» WHAT IS REQUIRED: Would you filter these records and copy every line that has the word "folder"?

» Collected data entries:
● ● ● ● ●
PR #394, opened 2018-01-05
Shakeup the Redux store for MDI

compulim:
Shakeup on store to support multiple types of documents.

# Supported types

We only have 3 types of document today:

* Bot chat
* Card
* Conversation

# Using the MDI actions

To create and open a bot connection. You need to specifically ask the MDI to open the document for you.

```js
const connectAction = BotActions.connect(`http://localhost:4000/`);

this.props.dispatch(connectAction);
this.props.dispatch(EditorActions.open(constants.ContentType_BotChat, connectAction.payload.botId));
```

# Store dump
● ● ● ● ●
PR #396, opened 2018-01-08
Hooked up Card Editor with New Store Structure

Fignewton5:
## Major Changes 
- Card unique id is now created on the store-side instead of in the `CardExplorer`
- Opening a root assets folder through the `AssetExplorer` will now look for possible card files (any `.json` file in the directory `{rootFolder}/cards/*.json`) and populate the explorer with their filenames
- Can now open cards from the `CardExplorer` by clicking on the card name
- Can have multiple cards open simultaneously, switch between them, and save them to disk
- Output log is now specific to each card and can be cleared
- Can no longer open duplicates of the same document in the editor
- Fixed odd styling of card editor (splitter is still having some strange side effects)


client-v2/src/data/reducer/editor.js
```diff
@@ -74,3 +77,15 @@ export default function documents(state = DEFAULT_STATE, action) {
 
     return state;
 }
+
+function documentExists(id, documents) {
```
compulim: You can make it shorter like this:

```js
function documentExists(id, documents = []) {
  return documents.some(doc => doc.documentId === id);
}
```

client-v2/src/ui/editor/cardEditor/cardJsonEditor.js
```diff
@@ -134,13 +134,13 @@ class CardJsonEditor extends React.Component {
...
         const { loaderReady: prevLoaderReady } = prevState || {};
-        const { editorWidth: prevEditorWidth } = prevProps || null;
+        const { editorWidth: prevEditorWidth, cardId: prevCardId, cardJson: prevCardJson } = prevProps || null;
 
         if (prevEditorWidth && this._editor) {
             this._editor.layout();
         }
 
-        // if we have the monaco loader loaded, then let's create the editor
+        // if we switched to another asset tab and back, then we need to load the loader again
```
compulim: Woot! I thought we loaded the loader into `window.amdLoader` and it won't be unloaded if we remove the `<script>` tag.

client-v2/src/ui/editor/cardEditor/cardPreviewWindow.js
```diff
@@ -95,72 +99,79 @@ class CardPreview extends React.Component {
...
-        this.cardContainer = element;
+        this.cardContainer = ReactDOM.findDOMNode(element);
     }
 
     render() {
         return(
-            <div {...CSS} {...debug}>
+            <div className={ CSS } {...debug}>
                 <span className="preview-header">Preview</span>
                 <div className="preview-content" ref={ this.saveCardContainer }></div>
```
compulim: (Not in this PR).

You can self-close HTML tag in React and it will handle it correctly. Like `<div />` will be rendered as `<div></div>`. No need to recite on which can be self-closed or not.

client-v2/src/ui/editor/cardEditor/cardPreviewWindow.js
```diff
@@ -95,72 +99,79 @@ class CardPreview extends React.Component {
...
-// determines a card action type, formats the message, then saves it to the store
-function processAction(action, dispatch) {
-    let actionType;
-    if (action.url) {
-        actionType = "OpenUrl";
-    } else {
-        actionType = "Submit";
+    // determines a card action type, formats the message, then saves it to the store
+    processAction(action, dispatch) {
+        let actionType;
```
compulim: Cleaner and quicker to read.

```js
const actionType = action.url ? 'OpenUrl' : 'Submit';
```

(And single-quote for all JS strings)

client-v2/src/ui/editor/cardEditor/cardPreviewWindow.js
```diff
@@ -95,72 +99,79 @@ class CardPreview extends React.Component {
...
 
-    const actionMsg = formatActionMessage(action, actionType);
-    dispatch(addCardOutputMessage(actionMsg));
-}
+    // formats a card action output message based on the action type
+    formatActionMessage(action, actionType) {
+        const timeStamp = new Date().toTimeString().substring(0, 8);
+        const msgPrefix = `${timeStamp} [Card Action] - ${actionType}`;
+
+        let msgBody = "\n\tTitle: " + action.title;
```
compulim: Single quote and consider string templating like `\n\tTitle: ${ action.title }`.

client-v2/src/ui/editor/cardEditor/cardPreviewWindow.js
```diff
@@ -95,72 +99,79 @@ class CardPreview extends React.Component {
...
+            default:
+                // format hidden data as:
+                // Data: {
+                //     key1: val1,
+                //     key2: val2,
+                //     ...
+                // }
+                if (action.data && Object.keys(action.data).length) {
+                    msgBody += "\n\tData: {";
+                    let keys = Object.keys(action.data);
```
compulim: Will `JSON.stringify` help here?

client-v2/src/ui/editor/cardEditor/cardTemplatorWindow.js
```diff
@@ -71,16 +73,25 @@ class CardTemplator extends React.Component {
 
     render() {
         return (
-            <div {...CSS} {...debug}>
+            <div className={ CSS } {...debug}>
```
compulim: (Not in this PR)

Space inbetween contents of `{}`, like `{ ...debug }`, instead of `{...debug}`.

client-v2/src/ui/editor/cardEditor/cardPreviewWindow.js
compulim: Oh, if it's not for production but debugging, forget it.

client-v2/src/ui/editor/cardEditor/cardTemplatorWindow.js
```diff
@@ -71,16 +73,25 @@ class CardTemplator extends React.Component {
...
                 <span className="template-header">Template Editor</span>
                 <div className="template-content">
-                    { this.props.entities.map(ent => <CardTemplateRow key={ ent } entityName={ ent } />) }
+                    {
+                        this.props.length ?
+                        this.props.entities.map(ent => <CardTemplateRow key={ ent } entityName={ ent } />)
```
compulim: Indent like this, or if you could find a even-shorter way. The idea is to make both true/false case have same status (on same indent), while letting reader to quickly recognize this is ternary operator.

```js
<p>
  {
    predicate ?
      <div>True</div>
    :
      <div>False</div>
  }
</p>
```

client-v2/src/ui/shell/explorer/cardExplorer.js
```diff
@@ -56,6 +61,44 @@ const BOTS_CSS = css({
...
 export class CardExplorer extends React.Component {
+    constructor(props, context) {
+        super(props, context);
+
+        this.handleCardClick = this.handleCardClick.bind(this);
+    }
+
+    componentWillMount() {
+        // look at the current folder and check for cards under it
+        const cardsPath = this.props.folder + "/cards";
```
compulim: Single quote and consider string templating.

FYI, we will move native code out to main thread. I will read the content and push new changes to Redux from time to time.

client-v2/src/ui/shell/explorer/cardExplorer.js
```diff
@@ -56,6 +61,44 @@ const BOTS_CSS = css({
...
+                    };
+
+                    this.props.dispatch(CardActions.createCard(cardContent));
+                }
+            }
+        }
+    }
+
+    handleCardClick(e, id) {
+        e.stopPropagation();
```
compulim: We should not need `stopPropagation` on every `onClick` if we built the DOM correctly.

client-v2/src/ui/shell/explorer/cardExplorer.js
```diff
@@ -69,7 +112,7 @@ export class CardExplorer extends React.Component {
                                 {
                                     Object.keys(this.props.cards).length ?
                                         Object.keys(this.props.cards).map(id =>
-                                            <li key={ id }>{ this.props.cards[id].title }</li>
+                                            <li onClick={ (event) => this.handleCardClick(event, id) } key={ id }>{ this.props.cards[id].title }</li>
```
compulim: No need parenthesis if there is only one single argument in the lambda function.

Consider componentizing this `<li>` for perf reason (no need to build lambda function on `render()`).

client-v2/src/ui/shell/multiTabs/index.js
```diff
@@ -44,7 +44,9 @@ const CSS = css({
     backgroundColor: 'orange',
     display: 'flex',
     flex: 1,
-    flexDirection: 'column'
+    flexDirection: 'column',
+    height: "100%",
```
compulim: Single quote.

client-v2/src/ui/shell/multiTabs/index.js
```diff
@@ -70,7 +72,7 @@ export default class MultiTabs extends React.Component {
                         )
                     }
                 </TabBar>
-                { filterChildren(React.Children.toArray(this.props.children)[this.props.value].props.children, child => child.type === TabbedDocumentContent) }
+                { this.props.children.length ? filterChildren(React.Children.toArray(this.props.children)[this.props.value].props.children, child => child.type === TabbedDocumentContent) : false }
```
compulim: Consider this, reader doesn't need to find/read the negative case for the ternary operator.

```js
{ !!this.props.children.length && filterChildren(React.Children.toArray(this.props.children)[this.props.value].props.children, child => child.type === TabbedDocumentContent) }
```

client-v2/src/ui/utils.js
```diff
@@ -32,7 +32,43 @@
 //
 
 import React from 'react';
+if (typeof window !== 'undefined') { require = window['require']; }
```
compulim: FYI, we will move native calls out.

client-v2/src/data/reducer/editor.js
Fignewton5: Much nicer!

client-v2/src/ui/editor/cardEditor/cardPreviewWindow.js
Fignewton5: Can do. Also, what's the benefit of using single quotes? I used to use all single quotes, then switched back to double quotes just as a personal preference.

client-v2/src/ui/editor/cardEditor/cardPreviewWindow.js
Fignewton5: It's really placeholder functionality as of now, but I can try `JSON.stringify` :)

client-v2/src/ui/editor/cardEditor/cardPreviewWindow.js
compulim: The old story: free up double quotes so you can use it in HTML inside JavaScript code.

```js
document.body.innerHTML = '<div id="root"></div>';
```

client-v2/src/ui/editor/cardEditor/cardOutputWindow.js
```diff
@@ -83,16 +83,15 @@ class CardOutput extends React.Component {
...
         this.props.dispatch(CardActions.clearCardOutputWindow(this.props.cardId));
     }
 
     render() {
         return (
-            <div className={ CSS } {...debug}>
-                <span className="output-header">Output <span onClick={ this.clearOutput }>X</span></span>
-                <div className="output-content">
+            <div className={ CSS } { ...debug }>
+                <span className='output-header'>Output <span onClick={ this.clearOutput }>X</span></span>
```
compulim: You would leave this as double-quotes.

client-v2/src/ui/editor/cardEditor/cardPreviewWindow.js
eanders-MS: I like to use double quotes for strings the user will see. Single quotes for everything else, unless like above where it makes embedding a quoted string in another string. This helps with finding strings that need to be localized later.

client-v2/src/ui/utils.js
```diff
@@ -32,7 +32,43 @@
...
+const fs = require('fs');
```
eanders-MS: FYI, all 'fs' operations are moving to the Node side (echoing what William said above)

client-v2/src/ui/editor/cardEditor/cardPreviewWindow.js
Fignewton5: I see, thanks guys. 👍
● ● ● ● ●
» ANSWER TO THIS TASK:
- Opening a root assets folder through the `AssetExplorer` will now look for possible card files (any `.json` file in the directory `{rootFolder}/cards/*.json`) and populate the explorer with their filenames
+        // look at the current folder and check for cards under it
+        const cardsPath = this.props.folder + "/cards";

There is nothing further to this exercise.